**** THE DATA ****

Issue #908, opened 2018-05-01
Make sure Stratis DTRT on multipath devices


agrover:
Verify that Stratis's initial device scan and ongoing usage works for multipath devices, and that it doesn't use one of the mpath subdevices by accident.

agrover:
fixed by #1124

PR #1099, opened 2018-08-09
 dm-multipath: Initial support

tasleson:
Verify that a given device as supplied by user is not one of the individual
paths participating in a multipath configuration.  Additionally when
walking the udev db at start up, ensure we filter out these individual
paths too.

### DIFF
--- a/src/engine/strat_engine/backstore/device.rs
+++ b/src/engine/strat_engine/backstore/device.rs
@@ -54,11 +54,13 @@ pub enum DevOwnership {
     Theirs(String), // String is something useful to give back to end user about what's on device
 }
 
-/// Returns true if a device has no signature, yes this is a bit convoluted.  Logic gleaned from
-/// blivet library.
+/// Returns true if a device has no signature and is not one of the paths of a multipath device,
+/// yes this is a bit convoluted.  Logic gleaned from blivet library.
 fn empty(device: &HashMap<String, String>) -> bool {
-    !((device.contains_key("ID_PART_TABLE_TYPE") && !device.contains_key("ID_PART_ENTRY_DISK"))
-        || device.contains_key("ID_FS_USAGE"))
+    !device.contains_key("DM_MULTIPATH_DEVICE_PATH")
+        && !((device.contains_key("ID_PART_TABLE_TYPE")
+            && !device.contains_key("ID_PART_ENTRY_DISK"))
+            || device.contains_key("ID_FS_USAGE"))
 }
 
 /// Generate some kind of human readable text about what's on a device.
@@ -78,9 +80,7 @@ fn signature(device: &HashMap<String, String>) -> String {
 /// Determine what a block device is used for.
 pub fn identify(devnode: &Path) -> StratisResult<DevOwnership> {
     if let Some(device) = get_udev_block_device(devnode)? {
-        if device.contains_key("DM_MULTIPATH_DEVICE_PATH") {
-            Ok(DevOwnership::Theirs(String::from("multipath path")))
-        } else if empty(&device) {
+        if empty(&device) {
             // The device is either really empty or we are running on a distribution that hasn't
             // picked up the latest libblkid, lets read down to the device and find out for sure.
             // TODO: At some point in the future we can remove this and just return Unowned.
@@ -91,6 +91,8 @@ pub fn identify(devnode: &Path) -> StratisResult<DevOwnership> {
             } else {
                 Ok(DevOwnership::Unowned)
             }
+        } else if device.contains_key("DM_MULTIPATH_DEVICE_PATH") {
+            Ok(DevOwnership::Theirs(String::from("multipath path")))
         } else if device.contains_key("ID_FS_TYPE") && device["ID_FS_TYPE"] == "stratis" {
             // Device is ours, but we don't get everything we need from udev db, lets go to disk.
             if let Some((pool_uuid, device_uuid)) = StaticHeader::device_identifiers(
--- a/src/engine/strat_engine/backstore/device.rs
+++ b/src/engine/strat_engine/backstore/device.rs
@@ -78,7 +78,9 @@ fn signature(device: &HashMap<String, String>) -> String {
 /// Determine what a block device is used for.
 pub fn identify(devnode: &Path) -> StratisResult<DevOwnership> {
     if let Some(device) = get_udev_block_device(devnode)? {
-        if empty(&device) {
+        if device.contains_key("DM_MULTIPATH_DEVICE_PATH") {
+            Ok(DevOwnership::Theirs(String::from("multipath path")))
+        } else if empty(&device) {
             // The device is either really empty or we are running on a distribution that hasn't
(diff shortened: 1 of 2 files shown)


tasleson:
Fixes: https://github.com/stratis-storage/stratisd/issues/908

tasleson:
@agrover I made the code for determining the multipaths path quite resilient to errors and if it fails, the user will still get a message to investigate multipath.  I'm not sure I fully understand your concerns with this change.

tasleson:
@agrover As requested I've removed the functionality of returning what the multipath should be and opened an issue to incorporate the functionality at some later date:

https://github.com/stratis-storage/stratisd/issues/1113

src/engine/strat_engine/backstore/setup.rs
```diff
@@ -34,12 +34,14 @@ pub fn find_all() -> StratisResult<HashMap<PoolUuid, HashMap<Device, PathBuf>>>
         match devnode_to_devno(&devnode)? {
             None => continue,
             Some(devno) => {
-                is_stratis_device(&devnode)?.and_then(|pool_uuid| {
+                if let Some((pool_uuid, _)) = StaticHeader::device_identifiers(
+                    &mut OpenOptions::new().read(true).open(&devnode)?,
+                )? {
```
agrover: It looks like there's a bug in `get_stratis_block_devices` so that this is not safe to do.

`.filter(|x| is_stratis_device(&x).ok().is_some())` This converts the Result to an Option (resulting in an `Option<Option<uuid>>` and then checks if the outermost option is some, but it's only a Stratis device if the interior Option is Some. Try `.filter(|x| is_stratis_device(&x).unwrap_or(None).is_some())`.

src/engine/strat_engine/backstore/blockdevmgr.rs
```diff
@@ -394,6 +394,14 @@ fn initialize(
             };
             match ownership {
                 DevOwnership::Unowned => add_devs.push((dev, (devnode, dev_size, f))),
+                DevOwnership::Multipath(_) => {
```
agrover: Why `DevOwnership::Multipath` instead of `DevOwnership::Theirs("multipath")`? In both cases the course of action for users of the enum will be the same -- don't allow its use by Stratis.

src/engine/strat_engine/backstore/util.rs
```diff
@@ -72,7 +82,14 @@ pub fn get_stratis_block_devices() -> StratisResult<Vec<PathBuf>> {
...
         .scan_devices()?
-        .map(|x| x.devnode().expect("block devices have devnode").into())
+        .filter(|dev| {
+            dev.property_value("DM_MULTIPATH_DEVICE_PATH").is_none() && dev.devnode().is_some()
+        })
+        .map(|x| {
+            x.devnode()
+                .expect("we filtered out missing devnode entries")
+                .into()
+        })
```
agrover: for both `get_stratis_block_devices` and `get_all_empty_devices` instead of filtering on `dev.devnode.is_some()` and then doing a `map()` with `expect()`, you can instead do a filter_map:
```
     .filter_map(|i| i.devnode().map(|d| d.into()))
```
This prevents the unfortunate situation where I didn't immediately see the filter was filtering on that (it's all the way over on the right of the filter line (c'mon rustfmt, step it up!)) , and also puts all the devnode stuff, both the filtering and the mapping, together.

src/engine/strat_engine/backstore/blockdevmgr.rs
tasleson: Well now that I've taken out the retrieval of what the actual multipath path actually is, having this as a separate enum value to distinguish that with the corresponding text is not longer useful.  I'll rip this out too.

src/engine/strat_engine/backstore/util.rs
```diff
@@ -82,7 +89,7 @@ pub fn get_stratis_block_devices() -> StratisResult<Vec<PathBuf>> {
 
         Ok(get_all_empty_devices()?
             .into_iter()
-            .filter(|x| is_stratis_device(&x).ok().is_some())
+            .filter(|x| is_stratis_device(&x).unwrap_or(None).is_some())
```
mulkieran: AFAICT, this is just a patch to make ```get_stratis_block_devices()``` match its specification a bit better and doesn't really have anything to do with multipath. Please remove it from this commit.

src/engine/strat_engine/backstore/util.rs
```diff
@@ -55,11 +60,12 @@ fn get_all_empty_devices() -> StratisResult<Vec<PathBuf>> {
...
-            !((dev.property_value("ID_PART_TABLE_TYPE").is_some()
-                && dev.property_value("ID_PART_ENTRY_DISK").is_none())
-                || dev.property_value("ID_FS_USAGE").is_some())
+            dev.property_value("DM_MULTIPATH_DEVICE_PATH").is_none()
+                && !((dev.property_value("ID_PART_TABLE_TYPE").is_some()
+                    && dev.property_value("ID_PART_ENTRY_DISK").is_none())
+                    || dev.property_value("ID_FS_USAGE").is_some())
         })
-        .map(|i| i.devnode().expect("block devices have devnode").into())
+        .filter_map(|i| i.devnode().map(|d| d.into()))
```
mulkieran: AFAICT, filtering on the devnode has nothing to do w/ multipath. Please remove it from this commit. It occurs at this line and also line 82.

src/engine/strat_engine/backstore/device.rs
```diff
@@ -78,7 +78,9 @@ fn signature(device: &HashMap<String, String>) -> String {
 /// Determine what a block device is used for.
 pub fn identify(devnode: &Path) -> StratisResult<DevOwnership> {
     if let Some(device) = get_udev_block_device(devnode)? {
-        if empty(&device) {
+        if device.contains_key("DM_MULTIPATH_DEVICE_PATH") {
```
mulkieran: For consistency it would make more sense to extend function ```empty``` to include a match on ```DM_MULTIPATH_DEVICE_PATH``` and to move this if block below the ```if empty``` block. This would make the code better consistent with the the code in ```get_all_empty_devices``` which is changed at line 63 to filter out multipath devices using ```DM_MULTIPATH_DEVICE_PATH```.

src/engine/strat_engine/backstore/util.rs
```diff
@@ -33,9 +34,12 @@ pub fn get_udev_block_device(
     let mut enumerator = libudev::Enumerator::new(&context)?;
     enumerator.match_subsystem("block")?;
 
+    // Get canonical form to ensure we do correct lookup in udev db
+    let canonical = fs::canonicalize(dev_node_search)?;
```
mulkieran: Why is it necessary to canonicalize the path? Does this have something to do with multipath? If not, it should be taken out of this commit.

tasleson:
Rebased, conflicts corrected

tasleson:
replaced by https://github.com/stratis-storage/stratisd/pull/1124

****

ACTION ITEM - Leave out every line above except those from the line with "src/engine/strat_engine/backstore/setup.rs" up to and including the line with "This converts the", and copy those exactly.

ANSWER TO THE EXERCISE -
src/engine/strat_engine/backstore/setup.rs
```diff
@@ -34,12 +34,14 @@ pub fn find_all() -> StratisResult<HashMap<PoolUuid, HashMap<Device, PathBuf>>>
         match devnode_to_devno(&devnode)? {
             None => continue,
             Some(devno) => {
-                is_stratis_device(&devnode)?.and_then(|pool_uuid| {
+                if let Some((pool_uuid, _)) = StaticHeader::device_identifiers(
+                    &mut OpenOptions::new().read(true).open(&devnode)?,
+                )? {
```
agrover: It looks like there's a bug in `get_stratis_block_devices` so that this is not safe to do.

`.filter(|x| is_stratis_device(&x).ok().is_some())` This converts the Result to an Option (resulting in an `Option<Option<uuid>>` and then checks if the outermost option is some, but it's only a Stratis device if the interior Option is Some. Try `.filter(|x| is_stratis_device(&x).unwrap_or(None).is_some())`.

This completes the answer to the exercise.